Accessible - How? If you want to just view/review them, use a converter to make reasonable quality mp4 copies (at ~1/8th the size of your DV files) and put those on the laptop. If you want to be able to access them for editing, leave them on the external drive. Won't the external HDD connect to your laptop?
If you want to start out right install mediainfo and find out what's really in there. "Avi" doesn't tell you much.
Also, IMHO while there are better formats (esp. h.264) out there, the quality of the format is perhaps less important than the ability of the user to understand the encoder settings used by these formats. The more modern ones like h.264 have far more complex settings than older ones. I wouldn't underestimate this. Well encoded xvid is definitely preferable to poorly encoded h.264.

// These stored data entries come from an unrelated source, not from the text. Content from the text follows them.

PR #49, opened 2020-11-12
[#29] Add usage instructions

Martoon-00:
## Description

Add some usage examples for those who are going to use our contract.

## Related issue(s)

Resolves (partially) #29

- Tests
        silently reappearing again.

- Documentation
    - Haddock


README.md
```diff
@@ -19,6 +19,52 @@ You can use `stack build` to build `baseDAO` executable.
 
 Run `stack exec -- baseDAO --help` to see available commands.
 
+### Deploying a contract
+
+You can dump the entire contract code into a `BaseDao.tz` file using the following command:
```
gromakovsky, line 24:
```suggestion
You can dump the entire contract code into a `BaseDAO.tz` file using the following command:
```

README.md
```diff
@@ -19,6 +19,52 @@ You can use `stack build` to build `baseDAO` executable.
...
+
+```sh
+stack exec baseDAO -- print -n baseDAO
+```
+
+For now this can only produce a contract with empty proposal metadata and the simplest possible configuration.
```
gromakovsky, line 30: Perhaps we should also consider the possibility to print GameDAO now that it's merged?

README.md
```diff
@@ -19,6 +19,42 @@ You can use `stack build` to build `baseDAO` executable.
...
+
+### Documentation
+
+You can obtain the actual version of the contract documentation via
+
+```sh
+stack exec baseDAO -- document -n BaseDAO
+```
+
+This command will dump the documentation to `BaseDAO.md` file.
```
gromakovsky, line 56: Above we say where one can open this documentation. I think an unprepared reader might be confused because it's not obvious what's the relation between documentation in this paragraph and aforementioned documentation. We know it's the same documentation, but an arbitrary person doesn't.

src/Lorentz/Contracts/TemplateDAO.hs
```diff
@@ -0,0 +1,103 @@
+-- SPDX-FileCopyrightText: 2019 Serokell <https://serokell.io>
+--
+-- SPDX-License-Identifier: Unlicense
```
gromakovsky, line 3: Licensing information doesn't look right btw.

README.md
```diff
@@ -55,6 +55,16 @@ stack exec baseDAO -- document -n BaseDAO
 
 This command will dump the documentation to `BaseDAO.md` file.
 
+## How to write your own DAOs
+
+This repository contains a [template for a DAO contract](/src/Lorentz/Contracts/TemplateDAO.hs) that can be used as an example.
+
+To create your own DAO contract:
+1. Either fork this repository or add a separate Haskell project that depends on this repository;
+2. Create a new Haskell module as a copy of the mentioned template;
```
gromakovsky, line 64: If one forks this repository, I think there is no need to copy the template, one can modify it in place. One _may_ rename this module if they want, but it's really just an aesthetical thing. Also updating `Main.hs` is not really necessary (maybe except for renaming). So I think there are 2 possible flows:
1. You fork this repo and modify code in place. Modifying in place seems more convenient than creating new modules, there are less actions required on your side. One drawback is that you have to manually sync up with upstream changes, you basically maintain a copy of another repo.
2. You create a new project with `baseDAO` directory, in that case you indeed need to make a copy of the template.

Considering what I wrote above, maybe let's make another _package_ in this repo that would depend on `baseDAO` and serve template purpose? Current template is helpful for (1), but is less useful for (2) because in (2) one still needs to manually create a new package. I think this new template package needs just an executable, config can be put there. Probably it's not a good idea to include this template into `baseDAO` library because people who use approach (2) don't want to depend on this module (it's small, but still some extra code).

gromakovsky (changes requested):

README.md
Martoon-00: Okay, I think this should be the most convenient thing for users (though potentially pretty inconvenient for us).

Then I remove the last commit and leave a reference to the new project instead.

Martoon-00: Okay, I think this should be the most convenient thing for users.

Will drop this commit and add a new one instead.

template/LICENSE
```diff
@@ -0,0 +1,20 @@
+This is free and unencumbered software released into the public domain.
```
gromakovsky, line 1: Where did you take it? Why not https://github.com/tqtezos/baseDAO/blob/master/LICENSE?

template/app/Main.hs
```diff
@@ -0,0 +1,62 @@
+-- SPDX-FileCopyrightText: 2020 Serokell <https://serokell.io>
+-- SPDX-License-Identifier: Unlicense
```
gromakovsky, line 2: It's still incorrect, should be MIT-TQ.

template/app/Main.hs
```diff
@@ -0,0 +1,62 @@
...
+  , Opt.footerDoc usageDoc
+  ]
+  where
+    versionOption = Opt.infoOption ("MyDAO-" <> showVersion version)
+      (Opt.long "version" <> Opt.help "Show version.")
+
+repoSettings :: GitRepoSettings
+repoSettings = GitRepoSettings $ \commit ->
+  "https://github.com/tqtezos/baseDAO/tree/" <> commit
+  -- TODO: update this to refer to your repository, the link will appear in
```
gromakovsky, line 38: Maybe let's provide `TODO` for each action that the user should take? Then in "How to write your own DAOs" we can tell the user to go through all TODOs and do what's written there.

template/package.yaml
```diff
@@ -0,0 +1,111 @@
...
+  -Wno-unsafe
+  -Wno-safe
+  -Wno-missing-local-signatures
+  -Wno-monomorphism-restriction
+  -Wno-implicit-prelude
+
+dependencies:
+  - base >= 4.7 && < 5
+
+library:
```
gromakovsky, line 84: Is the library needed at all? I doubt anyone will ever use it as a library, so putting everything into executable seems simpler. AFAIU it's just one module.

template/package.yaml
```diff
@@ -0,0 +1,111 @@
...
+license:             MIT
+license-file:        LICENSE
+author:              Serokell, Tocqueville Group
+git:                 git@github.com:tqtezos/baseDAO.git
+copyright:           2020 Unlicense
+
+extra-source-files:
+- README.md
+
+description:         Please see the README on GitHub at <https://github.com/tqtezos/baseDAO/template#readme>
```
gromakovsky, line 16: Perhaps someone will put it in their own repo, so this comment will look wrong. I see three options:
1. Write something different not referring to our repo that will hold for any DAO.
2. Not include `description` at all.
3. Add a TODO indicating that the user of this template ought to do something with this line.

Something similar applies to some metadata fields above (e. g. `author`).

gromakovsky (changes requested):

template/LICENSE
Martoon-00: Don't we want people to freely use this without any restrictions? As we do for e.g. config file templates

template/app/Main.hs
Martoon-00: Hm, I can try. Probably it should look as follows:
1. `TemplateDAO.hs` have to be read carefully and updated entirely; so I'll leave a point in the `README` saying this about `TemplateDAO.hs`. 
2. In `Main.hs` I will put these `TODO` and ask to resolve them in `README`.

template/package.yaml
Martoon-00: We can do this, though two things that worry me:
1. Someone can really create an intermediate library via defining polymorphic `ProposalMetadata` and `ContractExtra`. But such cases are probably rare and for advanced users, so we don't care.
2. Again, the whole `TemplateDAO` is a point of interest for the user, while `Main.hs` contains a lot of logic that may be considered complex and non-interesting, and mixing them will increase the cognitive load for the user (at least I feel so).
Maybe we could extract most of `Main.hs` to `CLI.hs` module and leave a three-liner at `Main.hs`, so that the user could concentrate on writing his logic? Of course, in a way that can be overridden if necessary. Then I think having one module is pretty fine.

template/package.yaml
Martoon-00: I think I'll go with 3 and 1 (where possible).

template/LICENSE
gromakovsky: I had the same thought but ended up with conclusion that MIT is very permissive anyway. The difference only matters for those who want to apply a different license here AFAIU. And I am not sure if we want to permit that. On the one hand, Unlicense should decrease usage barrier which is good for us. On the other hand, if someone writes their own cool DAO, we probably want them to keep our copyright notice and make their cool DAO public and available for everybody. Though probably if someone wants to use a different license, they can create a new project without our templates. So I don't know what's better, both options seem acceptable to me now. However, even if you decided to keep Unlicense, please update `SPDX-FileCopyrightText` in some files to TQ, it still seems more correct than Serokell.

template/app/Main.hs
gromakovsky: Or you can move `repoSettings` into `TemplateDAO.hs`, so that only that file will have to be updated.

Btw, I think we should also consider the case when there is no suitable repository link to put here and make it clearer what to do in that case.

template/package.yaml
gromakovsky: >  `TemplateDAO` is a point of interest for the user

If we see it this way, probably we can put everything that should be modified by a user into `TemplateDAO.hs` :shrug:
Or we can have `TemplateDAO.hs` and `CLI.hs` which should be modified.

Right now we have a place in `Main.hs` that needs to be updated, so places-to-be-updated are mixed anyway.

template/app/Main.hs
Martoon-00: > Btw, I think we should also consider the case when there is no suitable repository link to put here and make it clearer what to do in that case.

I also thought about this, but I don't know what to do in this case myself ))

Will try to find a way to provide no git rev.

template/package.yaml
Martoon-00: This looks good, probably all we need to change in CLI is repo reference and contract name, so I'll just put them into `TemplateDAO.hs`.

template/app/Main.hs
gromakovsky: One option is to hardcode `DGitRevisionUnknown` and say that git revision is for advanced users who can tweak it themselves if they want.

Martoon-00: I was afraid that it will trigger some problemes on autodoc side, but gonna check.

Martoon-00: Ah wait, a specially added the `DGitRevisionUnknown` for case when there is no related git repository, everything should be fine :facepalm:

gromakovsky:
I recommend to rebase ASAP to make tests faster.

template/README.md
```diff
@@ -0,0 +1,11 @@
+# DAO template
+
+This package serves as a template for writing new DAO contracts.
+
+## How to write your own DAOs
+
+To create your own DAO contract:
+1. Either fork this repository, or copy the [`template`](/template) folder to your repository;
```
gromakovsky, line 8: Now I see that copying the `template` folder is not so straightforward. It's not enough to just copy this folder, one also needs `stack.yaml` file to make it work, in particular they need to point to the `baseDAO` package somehow. So probably we should provide a custom `stack.yaml` file here. Note that we can create `resolver.yaml` (or `snapshot.yaml`) file with common parts of the root `stack.yaml` and this new custom `stack.yaml`.

This custom `stack.yaml` needs to point to this repo, ideally it should point to the current commit, but it's impossible. Maybe we can have `stack.yaml` here that looks like:
```
resolver: resolver.yaml
extra-deps:
- git:
    https://github.com/bla-bla # baseDAO link
  commit:
    # TODO
```
and ask the user to provide last commit instead of `TODO`.

If this single extra-dep is the only addition to the root `stack.yaml`, probably we can only use the root one and treat this custom one as an additional artifact.

Martoon-00: > Note that we can create resolver.yaml (or snapshot.yaml) file with common parts of the root stack.yaml and this new custom stack.yaml.

If I do so, where should I put it? Looks like I shouldn't put the snapshot into the root of `baseDAO`, because then again the user won't be able to just copy-paste the folder and will get a confusing error about `../resolver.yaml` not existing.

> If this single extra-dep is the only addition to the root stack.yaml, probably we can only use the root one and treat this custom one as an additional artifact.

Do you mean I should try to put an extra dep refering to `baseDAO` in `stack.yaml` of `baseDAO`?

gromakovsky: No, I think we can have `resolver.yaml` and `stack.yaml` in `template/`. `template/resolver.yaml` can be used in both `stack.yaml` files. The root one doesn't need anything else. The one in `template/` also needs `baseDAO` in its `extra-deps`.

AFAIU `extra-deps` listed in `stack.yaml` will be concatenated with `extra-deps` from `resolver.yaml`.

gromakovsky:
I'm not sure in which state this MR is, pls ping me once it's ready.

Martoon-00:
> I'm not sure in which state this MR is, pls ping me once it's ready.

I'm not sure what's going on, but my recent commits are not here and my last commit is also lost :thinking: :thinking: :thinking:

template/README.md
Martoon-00: Okay, I implemented this suggestion.

The only problem with it which I see is that if we leave commit sha uninitialized in `template/stack.yaml`'s `extra-deps`, then building the template project will be tiresome for developers who introduce breaking changes, and for CI.

gromakovsky: Aha, my idea was to not use `template/stack.yaml` to build `template` in **this** repo. I. e. keep `template` in `packages` in root `stack.yaml` and use the root `stack.yaml` for building. This way when we build **this** repo we will take `baseDAO` from **this** repo. I think it should work fine as long as `baseDAO` extra-dep is the only difference between two of them. I mean, if it builds for us with the root `stack.yaml`, it should also build for end user with `template/stack.yaml` as long as they provide the right revision.

But apparently it's complicated because `stack` uses the deepest `stack.yaml` it sees. One option is to make user's life a bit harder by renaming `template/stack.yaml` in this repo to `template/_stack.yaml` and asking the user to rename it. Or by asking them to pass `--stack-yaml` or `--resolver`. But probably user's convenience is more important and we should handle this problem on our side. It's possible to point `stack` to the desired `stack.yaml`, we just need to do it in all places where we `stack build`:
1. Make CI build both packages using the root `stack.yaml`. I don't know precisely how to do because we are using `haskell.nix` there, but probably you'll figure it out or will ask our nix experts.
2. Developers are supposed to use `Makefile`. There we currently build only `baseDAO` and it should work fine. We should add a way to build `template` and this command should point to the right `stack.yaml`.

Does it sound alright?

Martoon-00: > Aha, my idea was to not use template/stack.yaml to build template in this repo. I. e. keep template in packages in root stack.yaml and use the root stack.yaml for building.

Oh okay. I first tried this and got some weird error, but probably this error was caused by a different reason. If I add `template` to `/stack.yaml`, then everything works for me with just `stack build`.

> But apparently it's complicated because stack uses the deepest stack.yaml it sees.

Does it work for you so, or you are referring to my experience? Looks like for me `stack` always thinks that `/stack.yaml` is the one to work with, unless I'm within `template` folder.

gromakovsky: > Does it work for you so, or you are referring to my experience? 

I thought that it works this way, but I didn't test it. Also I thought that it worked this way for you.

> Looks like for me stack always thinks that /stack.yaml is the one to work with, unless I'm within template folder.

Okay, cool then, can you add `template` back to the root `stack.yaml`, so that I could test that version? Also it'd be nice to rebase on master (there is a conflict) and update `Makefile`.

Martoon-00: Yep, should be fixed now.

gromakovsky:
1. Apparently CI still doesn't like something. It can't find `template/snapshot.yaml` for some reason. Probably it's a problem in `haskell.nix`. If you have no idea why it happens, check their issue tracker, maybe it's unsupported :shrug: If you don't find anything useful, feel free to ask our `haskell.nix` experts.
2. Since you dared to add .cabal file (which is good), please also add a CI check that it's up-to-date, I think it's the only way to keep it up-to-date. Fortunately such a check is easy to find in `morley` repos.

template/README.md
gromakovsky: Okay, `make` seems to work fine now. However, `stack build` doesn't work from the `template` folder, which is expected and fine, but I think it's worth mentioning somewhere, maybe in `CONTRIBUTING.md`.

Martoon-00:
>     1. Apparently CI still doesn't like something. It can't find `template/snapshot.yaml` for some reason. Probably it's a problem in `haskell.nix`. If you have no idea why it happens, check their issue tracker, maybe it's unsupported shrug If you don't find anything useful, feel free to ask our `haskell.nix` experts.

I once tried to add a snapshot in another project and I got an impression that this quite can be handled by nix.

I tried to find a trivial way include the snapshot and failed. Probably even if I manage to come up with something, that won't be an ideal solution, so created [OPS-1122](https://issues.serokell.io/issue/OPS-1122).

gromakovsky:
I want to check what else needs to be done to make our documentation good enough, will do one day. Right now I have two items in my head:
1. Fix `GaseDAO` typo in README.
2. Provide a link to `stack`, we shouldn't assume that users are familiar with Haskell world.

Can you please do both in this PR?

gromakovsky:
> Provide a link to stack, 

Probably we should have some "Prerequisites" section.

Martoon-00:
> > Provide a link to stack,
> 
> Probably we should have some "Prerequisites" section.

What will I write there? (assuming that creating a section for one sentence does not make sense).

Like, describe a different ways to install `stack`? Mention IDEs?

gromakovsky:
> BaseDAO is a basic generic smart contracts for DAO on Tezos.

Found one more typo in README (s/contracts/contract). However, probably we should update this sentence to say that BaseDAO is a framework to develop DAO contracts on Tezos. And then we can expand it saying that this repo provides:
1. Generic DAO contract (template) that can be used as basis for many DAOs.
2. Two instantiations of this template: simplest implementation with no custom logic (`BaseDAO` contract) and a simple example with custom logic called `GameDAO`.
3. A template _package_ that one can copy and use to create their own DAO.

> What will I write there? (assuming that creating a section for one sentence does not make sense).

Just one line that you already wrote is enough. However, it applies not only to "Build Instructions", but also to usage instructions and "Writing your own DAOs". So I thought that we would say something like "In order to build and use existing DAO contracts or write your own DAO you will need Stack, see how to obtain it" before proceeding to build and usage instructions.
We can also say that in order to develop your DAO based on BaseDAO one needs to have basic knowledge of Haskell and Lorentz (and we can refer to Lorentz docs).

Martoon-00:
> However, probably we should update this sentence to say that BaseDAO is a framework to develop DAO contracts on Tezos.

Okay, done. I updated the second point to mention `TrivialDAO` instead of `BaseDAO`, hope that's what you meant.

> However, it applies not only to "Build Instructions", but also to usage instructions and "Writing your own DAOs".

Aha, makes sense to me.

README.md
```diff
@@ -12,12 +20,16 @@ Documentation of the actually implemented smart contract is generated automatica
 * [BaseDAO](https://github.com/tqtezos/baseDAO/blob/autodoc/master/BaseDAO.md)
```
gromakovsky, line 20: Probably it should be changed to `TrivialDAO` as well?

gromakovsky (approved):
Okay, let's merge it, but not close #29 yet, I want to make another pass over our documentation.

README.md
Martoon-00: Hm, true

Martoon-00:
I added a commit where I refer back to `BaseDAO`, not `TrivialDAO`, because that is not yet present in `autodoc/master`. Fixing this in #60.

gromakovsky:
Ok, so when are we merging this one?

I would also recommend keeping the raw unedited DV and the original tapes. 13GB per hour may seem big to you, but it's really not. Since home videos can't be replaced, it would be worth the extra cost to buy another external hard drive for backup.
If you convert to mpeg-2 or x264 and delete the DV, there will be some point in the future when you will regret it because you will think to yourself you should have used a different format, or different encoder settings, or you should have applied a filter to clean up the video before encode. By then the original tapes may be degraded and you will never have the quality of the DV that you have now.
For general viewing do a mpeg-2/x264 encode, but keep the DV so you have an archive.
The problem with compressing them now, is you don't know what format or quality you may want/need in the future.
I agree with the above recommendations. Keep them as they are now. And make another copy as a BACKUP. Hardware fails all the time. Better safe than sorry. Especially when there are 2TB and 3TB external drives on selling for under $100.Google is your Friend
Leave DV alone.
- DV is 13GB/hour
- Huffyuv is 35-40GB/hour
- Uncompressed 4:2:2 is 75GB/hour
DV is similar to Blu-ray MPEG-2. That's what I suggest for non-DV tapes.
Best of both worlds:
1. Keep original DV files on (preferably two) HDDs. Keep one at home and one in a safe place (deposit box, fireproof safe, maybe even at a relative's house a long ways off in case of major catastrophe)
2. Transcode the files to Bluray-compliant h.264, which will make the files more portable (smaller) and ready for burning to Bluray without sacrificing much quality. If you want to burn to Bluray at some point, no matter what you will need to transcode anyway. If you can, keep these files backed up as well.